* _Task to complete_
The lines below, all of them, should be returned exactly as they appear.

* _Data for this exercise_
PR #3108, opened 2023-11-30
Make Middleware Async

0xTim:
Makes all of Vapor's internal middleware async so we can have a full async chain all the way down in anticipation of distributed tracing (and adopting NIO's new AsyncChannel stuff)

### DIFF
--- a/Sources/Vapor/Middleware/ErrorMiddleware.swift
+++ b/Sources/Vapor/Middleware/ErrorMiddleware.swift
@@ -3,7 +3,7 @@ import NIOCore
 import NIOHTTP1
 
 /// Captures all errors and transforms them into an internal server error HTTP response.
-public final class ErrorMiddleware: Middleware {
+public final class ErrorMiddleware: AsyncMiddleware {
     /// Structure of `ErrorMiddleware` default response.
     internal struct ErrorResponse: Codable {
         /// Always `true` to indicate this is a non-typical JSON response.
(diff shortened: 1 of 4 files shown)


Sources/Vapor/Middleware/ErrorMiddleware.swift
```diff
@@ -3,7 +3,7 @@ import NIOCore
 import NIOHTTP1
 
 /// Captures all errors and transforms them into an internal server error HTTP response.
-public final class ErrorMiddleware: Middleware {
+public final class ErrorMiddleware: AsyncMiddleware {
     /// Structure of `ErrorMiddleware` default response.
     internal struct ErrorResponse: Codable {
```
Patrick-Kladek, line 8: While you are at it, is it possible to make `ErrorResponse` public? 

In my project I use https://github.com/mattpolzin/VaporOpenAPI to generate the openApi.yml file from the server code and with this in turn the client facing structs - the server is the single source of truth for the models.

Right now I need to duplicate this struct and make it conform to `Sampleable & OpenAPIExampleProvider` for this to work, which is not ideal.

I also tried writing my own ErrorMiddleware with a public ErrorResponse struct but this failed as I couldn't use `response.responseBox` as its marked internal and can only be used from the vapor module.

What would be the recommended approach here?

0xTim:
Going to close this - this will get consumed by Vapor 5

PR #3111, opened 2023-12-03
Allow to define handlers without response

xeraph-dev:
When writing RESTful APIs, it's useful to have response-less handlers that just have the No Content status code.

### DIFF
--- a/Sources/Vapor/Concurrency/RoutesBuilder+Concurrency.swift
+++ b/Sources/Vapor/Concurrency/RoutesBuilder+Concurrency.swift
@@ -27,6 +27,24 @@ extension RoutesBuilder {
     
     @discardableResult
     @preconcurrency
+    public func get(
+        _ path: PathComponent...,
+        use closure: @Sendable @escaping (Request) async throws -> Void
+    ) -> Route {
+        return self.on(.GET, path, use: closure)
+    }
+    
+    @discardableResult
+    @preconcurrency
+    public func get(
+        _ path: [PathComponent],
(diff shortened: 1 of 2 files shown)


MahdiBM:
You can return a `HTTPStatus` from your route if you want the response to only contain an status code and no body.
Try something like `return HTTPStatus.noContent` in your route.

gwynne:
Among other things, because `204 No Content` is not an appropriate response to any arbitrary request (see [RFC 9110](https://datatracker.ietf.org/doc/html/rfc9110) § [9.3.4](https://datatracker.ietf.org/doc/html/rfc9110#name-put), [9.3.5](https://datatracker.ietf.org/doc/html/rfc9110#name-delete), [15.3.1](https://datatracker.ietf.org/doc/html/rfc9110#name-200-ok), and [15.3.5](https://datatracker.ietf.org/doc/html/rfc9110#name-204-no-content), among others).

xeraph-dev:
> Among other things, because `204 No Content` is not an appropriate response to any arbitrary request (see [RFC 9110](https://datatracker.ietf.org/doc/html/rfc9110) § [9.3.4](https://datatracker.ietf.org/doc/html/rfc9110#name-put), [9.3.5](https://datatracker.ietf.org/doc/html/rfc9110#name-delete), [15.3.1](https://datatracker.ietf.org/doc/html/rfc9110#name-200-ok), and [15.3.5](https://datatracker.ietf.org/doc/html/rfc9110#name-204-no-content), among others).

That's a really good resource. Thanks

PR #3113, opened 2023-12-05
Fix setting public folder for `FileMiddleware` when using bundles

grantjbutler:
This PR fixes an issue where, if you provided a subfolder within a bundle's resources, the wrong path would be provided to the `FileMiddleware`, causing the resources to not be loaded.

For example, given a bundle with the following structure:

```
App.app/
└── Contents/
    ├── MacOS/
    │   └── App
    └── Resources/
        └── web-app/
            └── Public
                └── index.html
```

If you tried to create an instance of `FileMiddleware` that tried to use `web-app/Public/` as the folder to serve files from, `FileMiddleware` would incorrectly use the resource path of the bundle (`App.app/Resources/`) instead of the full path to the specified folder (`App.app/Resources/web-app/Public/`).

### DIFF
--- a/Sources/Vapor/Middleware/FileMiddleware.swift
+++ b/Sources/Vapor/Middleware/FileMiddleware.swift
@@ -118,7 +118,7 @@ public final class FileMiddleware: Middleware {
             throw BundleSetupError.publicDirectoryIsNotAFolder
         }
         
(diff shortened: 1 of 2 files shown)


dannflor (approved):

gwynne (approved):
Nice catch!

PR #3118, opened 2023-12-11
Allow parsing of non-ASCII URIs

baarde:
While the HTTP parser rejects URLs containing unescaped non-ASCII characters, `URI` values may be constructed from other sources and the current implementation allows any String to be used as an `URI`. We should therefore be ready to safely parse an `URI` containing non-ASCII characters.

`vapor_urlparser_parse` operates on bytes while `URI` treats string as a collection of `Character`. This causes parsed components to be shifted toward the end.

For example, `http://test/😀?👍#12345678` currently parses as:
* scheme: `http`
* host: `test`
* path: `/😀?👍`
* query: `2345`
* fragment: `78`

 This PR computes the buffer length and component ranges using the string's UTF8 view.

### DIFF
--- a/Sources/Vapor/Utilities/URI.swift
+++ b/Sources/Vapor/Utilities/URI.swift
@@ -200,7 +200,8 @@ public struct URI: Sendable, ExpressibleByStringInterpolation, CustomStringConve
 
     private func parse(_ component: Component) -> String? {
         var url = vapor_urlparser_url()
-        vapor_urlparser_parse(self.string, self.string.count, 0, &url)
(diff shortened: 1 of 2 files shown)


0xTim:
@baarde I think this is now fixed by the migration to the Swift parser - happy to accept the tests in a PR to confirm though if you want?

baarde:
Thanks for the update. Invalid URLs are now converted to an empty `URI`, so handling non-ASCII strings is not an issue anymore. I don't think we need to add specific tests. I'll close this PR as it's no longer relevant.

PR #3119, opened 2023-12-11
Preserve empty path when constructing a URI

baarde:
### Motivation

When constructing a URI from its component, an empty path is replaced by `"/"`.

This means that any of `URI`'s setters may update the path:

```swift
var uri = URI(string: "http://foo")
uri.query = "bar"
// uri is now "http://foo/?bar"
```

* _Task response_
PR #3108, opened 2023-11-30
Make Middleware Async

0xTim:
Makes all of Vapor's internal middleware async so we can have a full async chain all the way down in anticipation of distributed tracing (and adopting NIO's new AsyncChannel stuff)

### DIFF
--- a/Sources/Vapor/Middleware/ErrorMiddleware.swift
+++ b/Sources/Vapor/Middleware/ErrorMiddleware.swift
@@ -3,7 +3,7 @@ import NIOCore
 import NIOHTTP1
 
 /// Captures all errors and transforms them into an internal server error HTTP response.
-public final class ErrorMiddleware: Middleware {
+public final class ErrorMiddleware: AsyncMiddleware {
     /// Structure of `ErrorMiddleware` default response.
     internal struct ErrorResponse: Codable {
         /// Always `true` to indicate this is a non-typical JSON response.
(diff shortened: 1 of 4 files shown)


Sources/Vapor/Middleware/ErrorMiddleware.swift
```diff
@@ -3,7 +3,7 @@ import NIOCore
 import NIOHTTP1
 
 /// Captures all errors and transforms them into an internal server error HTTP response.
-public final class ErrorMiddleware: Middleware {
+public final class ErrorMiddleware: AsyncMiddleware {
     /// Structure of `ErrorMiddleware` default response.
     internal struct ErrorResponse: Codable {
```
Patrick-Kladek, line 8: While you are at it, is it possible to make `ErrorResponse` public? 

In my project I use https://github.com/mattpolzin/VaporOpenAPI to generate the openApi.yml file from the server code and with this in turn the client facing structs - the server is the single source of truth for the models.

Right now I need to duplicate this struct and make it conform to `Sampleable & OpenAPIExampleProvider` for this to work, which is not ideal.

I also tried writing my own ErrorMiddleware with a public ErrorResponse struct but this failed as I couldn't use `response.responseBox` as its marked internal and can only be used from the vapor module.

What would be the recommended approach here?

0xTim:
Going to close this - this will get consumed by Vapor 5

PR #3111, opened 2023-12-03
Allow to define handlers without response

xeraph-dev:
When writing RESTful APIs, it's useful to have response-less handlers that just have the No Content status code.

### DIFF
--- a/Sources/Vapor/Concurrency/RoutesBuilder+Concurrency.swift
+++ b/Sources/Vapor/Concurrency/RoutesBuilder+Concurrency.swift
@@ -27,6 +27,24 @@ extension RoutesBuilder {
     
     @discardableResult
     @preconcurrency
+    public func get(
+        _ path: PathComponent...,
+        use closure: @Sendable @escaping (Request) async throws -> Void
+    ) -> Route {
+        return self.on(.GET, path, use: closure)
+    }
+    
+    @discardableResult
+    @preconcurrency
+    public func get(
+        _ path: [PathComponent],
(diff shortened: 1 of 2 files shown)


MahdiBM:
You can return a `HTTPStatus` from your route if you want the response to only contain an status code and no body.
Try something like `return HTTPStatus.noContent` in your route.

gwynne:
Among other things, because `204 No Content` is not an appropriate response to any arbitrary request (see [RFC 9110](https://datatracker.ietf.org/doc/html/rfc9110) § [9.3.4](https://datatracker.ietf.org/doc/html/rfc9110#name-put), [9.3.5](https://datatracker.ietf.org/doc/html/rfc9110#name-delete), [15.3.1](https://datatracker.ietf.org/doc/html/rfc9110#name-200-ok), and [15.3.5](https://datatracker.ietf.org/doc/html/rfc9110#name-204-no-content), among others).

xeraph-dev:
> Among other things, because `204 No Content` is not an appropriate response to any arbitrary request (see [RFC 9110](https://datatracker.ietf.org/doc/html/rfc9110) § [9.3.4](https://datatracker.ietf.org/doc/html/rfc9110#name-put), [9.3.5](https://datatracker.ietf.org/doc/html/rfc9110#name-delete), [15.3.1](https://datatracker.ietf.org/doc/html/rfc9110#name-200-ok), and [15.3.5](https://datatracker.ietf.org/doc/html/rfc9110#name-204-no-content), among others).

That's a really good resource. Thanks

PR #3113, opened 2023-12-05
Fix setting public folder for `FileMiddleware` when using bundles

grantjbutler:
This PR fixes an issue where, if you provided a subfolder within a bundle's resources, the wrong path would be provided to the `FileMiddleware`, causing the resources to not be loaded.

For example, given a bundle with the following structure:

```
App.app/
└── Contents/
    ├── MacOS/
    │   └── App
    └── Resources/
        └── web-app/
            └── Public
                └── index.html
```

If you tried to create an instance of `FileMiddleware` that tried to use `web-app/Public/` as the folder to serve files from, `FileMiddleware` would incorrectly use the resource path of the bundle (`App.app/Resources/`) instead of the full path to the specified folder (`App.app/Resources/web-app/Public/`).

### DIFF
--- a/Sources/Vapor/Middleware/FileMiddleware.swift
+++ b/Sources/Vapor/Middleware/FileMiddleware.swift
@@ -118,7 +118,7 @@ public final class FileMiddleware: Middleware {
             throw BundleSetupError.publicDirectoryIsNotAFolder
         }
         
(diff shortened: 1 of 2 files shown)


dannflor (approved):

gwynne (approved):
Nice catch!

PR #3118, opened 2023-12-11
Allow parsing of non-ASCII URIs

baarde:
While the HTTP parser rejects URLs containing unescaped non-ASCII characters, `URI` values may be constructed from other sources and the current implementation allows any String to be used as an `URI`. We should therefore be ready to safely parse an `URI` containing non-ASCII characters.

`vapor_urlparser_parse` operates on bytes while `URI` treats string as a collection of `Character`. This causes parsed components to be shifted toward the end.

For example, `http://test/😀?👍#12345678` currently parses as:
* scheme: `http`
* host: `test`
* path: `/😀?👍`
* query: `2345`
* fragment: `78`

 This PR computes the buffer length and component ranges using the string's UTF8 view.

### DIFF
--- a/Sources/Vapor/Utilities/URI.swift
+++ b/Sources/Vapor/Utilities/URI.swift
@@ -200,7 +200,8 @@ public struct URI: Sendable, ExpressibleByStringInterpolation, CustomStringConve
 
     private func parse(_ component: Component) -> String? {
         var url = vapor_urlparser_url()
-        vapor_urlparser_parse(self.string, self.string.count, 0, &url)
(diff shortened: 1 of 2 files shown)


0xTim:
@baarde I think this is now fixed by the migration to the Swift parser - happy to accept the tests in a PR to confirm though if you want?

baarde:
Thanks for the update. Invalid URLs are now converted to an empty `URI`, so handling non-ASCII strings is not an issue anymore. I don't think we need to add specific tests. I'll close this PR as it's no longer relevant.

PR #3119, opened 2023-12-11
Preserve empty path when constructing a URI

baarde:
### Motivation

When constructing a URI from its component, an empty path is replaced by `"/"`.

This means that any of `URI`'s setters may update the path:

```swift
var uri = URI(string: "http://foo")
uri.query = "bar"
// uri is now "http://foo/?bar"
```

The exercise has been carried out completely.